PR #1316, opened 2023-11-02
Slider: Multi-Column View (OX-10502)

jakobvogel:
Extends the _Slider_ to support multiple columns, i.e. to slide piecewise.

### DIFF
--- a/src/main/resources/default/assets/common/scripts/slider.js.pasta
+++ b/src/main/resources/default/assets/common/scripts/slider.js.pasta
@@ -32,6 +32,18 @@
         options.dots = !!options.dots;
         options.interrupt = !!options.interrupt;
 
+        if (options.columns <= 0) {
+            console.warn('Invalid number of columns, defaulting to 1.');
+            options.columns = 1;
+        }
+        if (options.columnsSm <= 0) {
+            console.warn('Invalid number of columns on small screens, defaulting to 1.');
+            options.columnsSm = 1;
+        }
+        if (options.columnsXs <= 0) {
+            console.warn('Invalid number of columns on tiny screens, defaulting to 1.');
+            options.columnsXs = 1;
+        }
         if (options.animation <= 0) {
             console.warn('Invalid animation timing, defaulting to ' + (DEFAULT_ANIMATION / 1000) + ' seconds.');
             options.animation = DEFAULT_ANIMATION;
@@ -39,6 +51,15 @@
         if (options.transition && options.transition !== TRANSITION_BLEND && options.transition !== TRANSITION_SLIDE) {
             console.warn('Invalid transition identifier, disabling transition.');
             options.transition = undefined;
+        }
+
+        if (options.columnsSm > options.columns) {
+            console.warn('Number of columns on small screen must not be larger than the number of columns on normal screens. Resetting to ' + options.columns + '.');
+            options.columnsSm = options.columns;
+        }
+        if (options.columnsXs > options.columnsSm) {
+            console.warn('Number of columns on tiny screen must not be larger than the number of columns on small screens. Resetting to ' + options.columnsSm + '.');
+            options.columnsXs = options.columnsSm;
         }
 
         // we remember the number of columns in a local variable, as the value may change according to the screen size,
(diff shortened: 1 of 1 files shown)


mkeckmkeck (approved):

src/main/resources/default/assets/common/scripts/slider.js.pasta
```diff
@@ -248,6 +258,16 @@
         };
 
         const fixView = function () {
+            if (window.innerWidth) {
+                if (window.innerWidth < 992) {
+                    columns = options.columnsXs;
+                } else if (window.innerWidth < 1200) {
```
sabieber, line 336: **Question:** Are these magic numbers or are they trying to mirror the bootstrap breakpoints? If its the later they dont match the naming of the sirius or bootstrap breakpoints at all. Can we at least re-use one of the naming schemes to not have a third? 😅

https://getbootstrap.com/docs/5.0/layout/breakpoints/
https://github.com/scireum/sirius-web/blob/e7b0112d7c90ff719f381afcefef1af3c3364320/src/main/resources/assets/design-system/design-system.scss#L1

sabieber (changes requested):

src/main/resources/default/assets/common/scripts/slider.js.pasta
jakobvogel: That is the scheme we use within Stories. Of course, we can also use another one.

src/main/resources/default/assets/common/scripts/slider.js.pasta
```diff
@@ -9,6 +9,9 @@
      * @param target  css selector selecting the outer html node containing all slides as child nodes
```
mko-sci, line 9: please add the type of each `@param` to the documentation.

src/main/resources/default/assets/common/scripts/slider.js.pasta
```diff
@@ -9,6 +9,9 @@
...
      * @param options optional object specifying the behaviour of the slider (see constants for possible values):
      *                 - animation:  Time in ms between sliding (can be undefined for no animation)
```
mko-sci, line 11: if `options` is an object, and therefore `animation` is a member it could be documented as:
`@param {number} options.animation Time in ms between sliding (....)` also if `options.animation` is optional it could be wrapped in brackets `[options.animation]`. If there is a default value it could be specified with an equals such as: `[options.animation=100]`

src/main/resources/default/assets/common/scripts/slider.js.pasta
```diff
@@ -234,17 +332,40 @@
         };
 
         const fixView = function () {
+            if (window.innerWidth) {
+                if (window.innerWidth < 992) {
```
mko-sci, line 336: why 992? Exp?

mko-sci (approved):

src/main/resources/default/assets/common/scripts/slider.js.pasta
```diff
@@ -6,16 +6,30 @@
...
+     * @param {number} [options.columnsSm=columnsMd]
+     *        number of columns to show at a time on small-sized screens, by default equal to `columnsMd`; must not be
+     *        larger than `columnsMd`
+     * @param {boolean} [options.interrupt=false]
+     *        if **true,** automatic sliding will be suspended while the mouse pointer hovers over the slider
+     * @param {boolean} [options.arrows=false]
+     *        if **true,** clickable arrows for the previous and next views are rendered on the left and on the right of
+     *        the content, respectively
+     * @param {boolean} [options.dots]
+     *        if **true,** clickable dots showing the currently selected view are rendered below the content
```
mko-sci, line 32: Was the place of the comma intentionally?

mko-sci: Or should it be **true**, ...

jakobvogel: I usually put the comma into the emphasis, but we can also change this

sabieber (approved):

PR #1318, opened 2023-11-03
JS: Adds helper for checking if a DOM node is probably visible

sabieber:
This is not a definitive way (as there are many more ways to manipulate a node to not show up, like size, opacity, ...) but its a useful way to determine whether a node is shown or hidden via our most used measures:

- manual display none
- sci-d-none

Fixes: [OX-10422](https://scireum.myjetbrains.com/youtrack/issue/OX-10422)

### DIFF
--- a/src/main/resources/default/assets/common/core.js.pasta
+++ b/src/main/resources/default/assets/common/core.js.pasta
@@ -31,6 +31,22 @@ sirius.isEmptyNode = function (node) {
 }
 
 /**@
+ * Checks if a given DOM node is visible.
+ * <p>
+ * Note: This is not a perfect way to check for visibility, but it's a good approximation in controlled circumstances.
+ *
+ * @param {Node} node the DOM node to check for visibility
+ * @returns {boolean} true if the node is most probably visible
+ */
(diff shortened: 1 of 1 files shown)


mkeckmkeck (approved):

src/main/resources/default/assets/common/core.js.pasta
```diff
@@ -30,6 +30,22 @@ sirius.isEmptyNode = function (node) {
     return false;
 }
 
+/**@
+ * Checks if a given DOM node is visible.
```
jakobvogel, line 34: Hmm, I would like to have the documentation extended a bit, to describe what visibility is in this context. Apparently, it does not mean "visible in the viewport“ here, i.e. the method checks only for whether a node _could_ be visible, not whether it is currently shown to the user.

jakobvogel (approved):

src/main/resources/default/assets/common/core.js.pasta
sabieber: Better?

jakobvogel (approved):

ymo-sci (approved):

PR #1320, opened 2023-11-06
Revamps asset caching

idlira:
# Makes the default client cache duration configurable
Key: `http.response.defaultClientCacheTTL`
This is basically what lands in Cache-Control's max-age HTTP header.
**BREAKING**: The `Response.HTTP_CACHE` is gone. Use `Response.obtainClientDurationInSeconds()` instead.

# Increases the cache of constant assets to 6h
Configurable with the key: `http.response.defaultStaticAssetTTL`

# Introduces the `X-Custom-TTL` HTTP response header
This header can be used by reverse proxies, e.g [Varnish](varnish-cache.org), to set a different TTL (time-to-leave) value than the one provided with the standard HTTP headers, such as `Cache-Control`.

# Sets the X-Custom-TTL HTTP response header of constant assets to 30d
Configurable with the key: `http.response.defaultCustomProxyTTL`

Fixes: [SIRI-728](https://scireum.myjetbrains.com/youtrack/issue/SIRI-728)

### DIFF
--- a/src/main/java/sirius/web/dispatch/AssetsDispatcher.java
+++ b/src/main/java/sirius/web/dispatch/AssetsDispatcher.java
@@ -71,7 +71,8 @@ public class AssetsDispatcher implements WebDispatcher {
     private String cacheDir;
 
     @ConfigValue("http.response.defaultStaticAssetTTL")
-    private Duration defaultStaticAssetTTL;
+    private static Duration defaultStaticAssetTTL;
+
     private File cacheDirFile;
 
     @Part
@@ -143,7 +144,7 @@ public class AssetsDispatcher implements WebDispatcher {
             return 0;
         }
 
-        return constantAsset ? (int) defaultStaticAssetTTL.getSeconds() : Response.fetchDefaultClientTTL();
+        return constantAsset ? (int) defaultStaticAssetTTL.getSeconds() : Response.obtainClientDurationInSeconds();
     }
 
     private String computeEffectiveCustomProxyTTL(String uri, boolean constantAsset) {
--- a/src/main/java/sirius/web/dispatch/AssetsDispatcher.java
+++ b/src/main/java/sirius/web/dispatch/AssetsDispatcher.java
@@ -118,6 +118,7 @@ public class AssetsDispatcher implements WebDispatcher {
 
         webContext.enableTiming(ASSETS_PREFIX);
         response.cachedForSeconds(computeEffectiveCacheTTL(webContext.getRequestedURI(), true));
+        response.customProxyCached(computeEffectiveCustomProxyTTL(webContext.getRequestedURI(), true));
         URL url = optionalResource.get().getUrl();
         if ("file".equals(url.getProtocol())) {
             File file = new File(url.toURI());
@@ -145,6 +146,13 @@ public class AssetsDispatcher implements WebDispatcher {
         return constantAsset ? (int) defaultStaticAssetTTL.getSeconds() : Response.fetchDefaultClientTTL();
     }
 
+    private String computeEffectiveCustomProxyTTL(String uri, boolean constantAsset) {
+        if (uri.startsWith("/assets/no-cache/") || !constantAsset) {
+            return "0s";
+        }
+        return Response.fetchDefaultCustomProxyTTL();
+    }
+
     private String computeEffectiveURI(WebContext webContext) {
         String uri = webContext.getRequestedURI();
         if (uri.startsWith("/assets/dynamic/")) {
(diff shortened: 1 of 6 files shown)


src/test/java/sirius/web/dispatch/AssetsDispatcherSpec.groovy
```diff
@@ -40,7 +51,8 @@ class AssetsDispatcherSpec extends BaseSpecification {
         StringWriter writer = new StringWriter()
         gen.generate(new Output(writer, true))
         then:
-        writer.toString() == "test { background: url(data:image/png;base64,iVBORw0KGgoAAAANSUhEUgAAADIAAAAyCAIAAACRXR/mAAAACXBIWXMAAAsTAAALEwEAmpwYAAAAB3RJTUUH4QsODw4S4KU/XgAAAB1pVFh0Q29tbWVudAAAAAAAQ3JlYXRlZCB3aXRoIEdJTVBkLmUHAAAAdElEQVRYw+3Q3Q1AMAAA4ar+qHhghq7SBQ3CPsQO5a1JS0wh+nA3wZdr5hBEfUlRZbBgwYIFCxYsWLBgwYIFCxYsWLBgwYIFCxYsWLBgfZSqDRRtWv1eC2vx2zFGV7S5pX2U+n3M2SWX1ZCNv6a+aHNL/bQvbxUXkThEKBQAAAAASUVORK5CYII=); }\n "
+        writer
+                .toString() == "test { background: url(data:image/png;base64,iVBORw0KGgoAAAANSUhEUgAAADIAAAAyCAIAAACRXR/mAAAACXBIWXMAAAsTAAALEwEAmpwYAAAAB3RJTUUH4QsODw4S4KU/XgAAAB1pVFh0Q29tbWVudAAAAAAAQ3JlYXRlZCB3aXRoIEdJTVBkLmUHAAAAdElEQVRYw+3Q3Q1AMAAA4ar+qHhghq7SBQ3CPsQO5a1JS0wh+nA3wZdr5hBEfUlRZbBgwYIFCxYsWLBgwYIFCxYsWLBgwYIFCxYsWLBgfZSqDRRtWv1eC2vx2zFGV7S5pX2U+n3M2SWX1ZCNv6a+aHNL/bQvbxUXkThEKBQAAAAASUVORK5CYII=); }\n "
```
jakobvogel, line 55: Intentional?

jakobvogel (approved):

src/test/java/sirius/web/dispatch/AssetsDispatcherSpec.groovy
idlira: Formatter's BS. But the TC runs, would not bother as we will convert this to Kotlin anyways

src/main/java/sirius/web/dispatch/AssetsDispatcher.java
```diff
@@ -128,25 +134,46 @@ private DispatchDecision tryStaticResource(WebContext webContext, String uri, Re
...
+            return;
+        }
+
+        response.cachedForSeconds(Response.obtainClientDurationInSeconds());
+    }
+
+    private String computeEffectiveURI(WebContext webContext) {
         String uri = webContext.getRequestedURI();
         if (uri.startsWith("/assets/dynamic/")) {
             uri = uri.substring(16);
```
mko-sci, line 160: could we introduce a constant for the 16 which also documents what its for?
Same applies to 17

mko-sci (approved):

mkeckmkeck (approved):

fhaScireum (approved):

src/main/java/sirius/web/dispatch/AssetsDispatcher.java
idlira: Well, this is the length of the string just above. Its removing the prefix so /assets/dynamic/foo -> /foo
I think is straight forward, otherwise must put the string in a constant and get the .length of it

src/main/java/sirius/web/http/Response.java
```diff
@@ -678,6 +702,27 @@ public Response infinitelyCached() {
...
+
+    /**
+     * Sets the default value for the {@link #CUSTOM_PROXY_CACHE_TTL_HEADER} header.
+     *
+     * @return <tt>this</tt> to fluently create the response
+     */
+    public Response withDefaultCustomProxyTTL() {
+        this.customProxyTTL = defaultCustomProxyTTL;
+        return this;
+    }
```
sabieber, line 724: **Optional:** Correct Camel-Casing would be `withCustomProxyTtl`

sabieber (approved):

src/main/java/sirius/web/http/Response.java
idlira: It is, but looks *ugly* 🤓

┄┄┄┄┄┄┄┄┄┄┄┄┄┄┄┄┄┄┄┄

**What the task asks**
Nothing beyond the lines from the start of the entries through the line with "if (options.columnsXs >" should appear. Repeat those lines exactly, both ends included.

**Result below**
PR #1316, opened 2023-11-02
Slider: Multi-Column View (OX-10502)

jakobvogel:
Extends the _Slider_ to support multiple columns, i.e. to slide piecewise.

### DIFF
--- a/src/main/resources/default/assets/common/scripts/slider.js.pasta
+++ b/src/main/resources/default/assets/common/scripts/slider.js.pasta
@@ -32,6 +32,18 @@
         options.dots = !!options.dots;
         options.interrupt = !!options.interrupt;
 
+        if (options.columns <= 0) {
+            console.warn('Invalid number of columns, defaulting to 1.');
+            options.columns = 1;
+        }
+        if (options.columnsSm <= 0) {
+            console.warn('Invalid number of columns on small screens, defaulting to 1.');
+            options.columnsSm = 1;
+        }
+        if (options.columnsXs <= 0) {
+            console.warn('Invalid number of columns on tiny screens, defaulting to 1.');
+            options.columnsXs = 1;
+        }
         if (options.animation <= 0) {
             console.warn('Invalid animation timing, defaulting to ' + (DEFAULT_ANIMATION / 1000) + ' seconds.');
             options.animation = DEFAULT_ANIMATION;
@@ -39,6 +51,15 @@
         if (options.transition && options.transition !== TRANSITION_BLEND && options.transition !== TRANSITION_SLIDE) {
             console.warn('Invalid transition identifier, disabling transition.');
             options.transition = undefined;
+        }
+
+        if (options.columnsSm > options.columns) {
+            console.warn('Number of columns on small screen must not be larger than the number of columns on normal screens. Resetting to ' + options.columns + '.');
+            options.columnsSm = options.columns;
+        }
+        if (options.columnsXs > options.columnsSm) {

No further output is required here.